Oliver Brown, father of Linda Brown decided that his third grade daughter should not have to walk one mile through a railroad switchyard just to get to the bus stop before she could even get to the separate Negro school for her area. He attempted to enroll her in the white public school only three blocks from their home, but her enrollment was denied due to her race. The browns believed this was a violation of their rights, and took their case to the courts. This wasn’t the first time that blacks found their constitutional rights violated. After the civil war, laws were passed to continue the separation of blacks and whites throughout the southern states, starting with the Jim Crow laws which officially segregated the whites from the black. It wasn’t until 1896 in Plessy vs. Ferguson that black people even began to see equality as an option. Nothing changed in the world until 1954 when the historical ruling of Brown vs. The Board of Education that anything changed. Until then, all stores, restaurants, schools and public places were deemed ‘separate but equal’ through the Plessy vs. Ferguson ruling in 1896. Many cases just like the Brown vs. Board of Education were taken to the Supreme Court together in a class action suite. The world changed when nine justices made the decision to deem segregation in public schools unconstitutional.

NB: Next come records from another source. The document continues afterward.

PR #301, opened 2015-07-22
Added JSON_PARTIAL_OUTPUT_ON_ERROR to json_encode to handle recursive stack traces

oligriffiths:
If the stack trace contains recursion, the JSON output is null by default. The JSON_PARTIAL_OUTPUT_ON_ERROR flag sets the recursive node to null thus allowing the trace to be rendered.

note that JSON_PARTIAL_OUTPUT_ON_ERROR is only available on PHP 5.4+, so support is added for that

### DIFF
--- a/src/Whoops/Handler/JsonResponseHandler.php
+++ b/src/Whoops/Handler/JsonResponseHandler.php
@@ -84,7 +84,8 @@ class JsonResponseHandler extends Handler
             header('Content-Type: application/json');
         }
 
-        echo json_encode($response);
+        echo json_encode($response, defined('JSON_PARTIAL_OUTPUT_ON_ERROR') ? JSON_PARTIAL_OUTPUT_ON_ERROR : 0);
+
         return Handler::QUIT;
     }
 }


src/Whoops/Handler/JsonResponseHandler.php
```diff
@@ -84,7 +84,12 @@ public function handle()
             header('Content-Type: application/json');
         }
 
-        echo json_encode($response);
+        if (version_compare(phpversion(), '5.4', '<')) {
```
GrahamCampbell: Faster to use the `PHP_VERSION` constant.

GrahamCampbell: Infact, it would be MUCH better to just check if `JSON_PARTIAL_OUTPUT_ON_ERROR` is defined.

GrahamCampbell: Just write:

```
echo json_encode($response, defined(JSON_PARTIAL_OUTPUT_ON_ERROR) ? JSON_PARTIAL_OUTPUT_ON_ERROR : 0);
```

oligriffiths: Good shout.

denis-sokolov:
Did you notice that the constant is actually only available in PHP 5.5, not 5.4?
This is another good reason why you should check the existence of a feature (constant), not a version number. Would you be willing to update your PR?

oligriffiths:
Done. Misread the docs about the version

GrahamCampbell:
Should be squashed to one commit.

oligriffiths:
Done

denis-sokolov:
This is great, thank you!

oligriffiths:
Any time, great package!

After the Civil War, white southerners had to figure out ways to continue feeling superior to their former slaves. Anxious to regain power over former slaves, southerners created the Black Codes of 1865. These codes were different from state to state, but most held similar restrictions. If blacks were unemployed, they could be arrested and charged with vagrancy. White Southerners believed blacks were to only work as agricultural laborers so the laws also restricted their hours of labor, duties, and behavior. Additionally, the codes prevented the raising of their own crops by black people. They were prohibited from entering towns without permission. “Local ordinances in Louisiana made it almost impossible for blacks to live within the towns or cities. Residency was only possible if a white employer agreed to take responsibility for his employee’s conduct.” Such codes made it possible for segregation to continue and racial tensions to grow. Shortly after the Black Codes, the Jim Crow laws were enacted completely prohibiting the co-existence of blacks and whites. Blacks could not enter white hospitals, nor could black children attend the same schools, or drink out of the same water fountains as white children. These laws took the Black Codes of 1865 to another level, making complete segregation a real possibility

Following the Black Codes and the Jim Crow Laws, further decisions by the Supreme Court encouraged segregation and even helped make it an official reality. After Reconstruction came to an end in 1890, a thirty-year old shoemaker from New Orleans, Louisiana who was 1/8th black, yet was considered black by the state of Louisiana, took matters into his own hands and bought a first class ticket on the train. He was challenging the new Separate Car Act that called for blacks to sit in a separate cart from the whites. He was arrested for refusing to move to the colored car. The argument was that Plessey’s civil rights had been violated by asking him to move to the colored car. In 1896, the Plessy vs. Ferguson case was reviewed by the U.S. Supreme Court ruling against Plessy with an eight person majority. The decision provided for the expansion of “separate but equal” to aspects of daily life. “Schools, public facilities, restaurants, hotels, theaters, public transportation, etc. adopted the “separate but equal” policy to segregate African Americans away from Whites and in most cases, make the best facilities inaccessible to [them].” The “separate but equal” idea was not overturned until 1954 with the Brown vs. Board of Education decision.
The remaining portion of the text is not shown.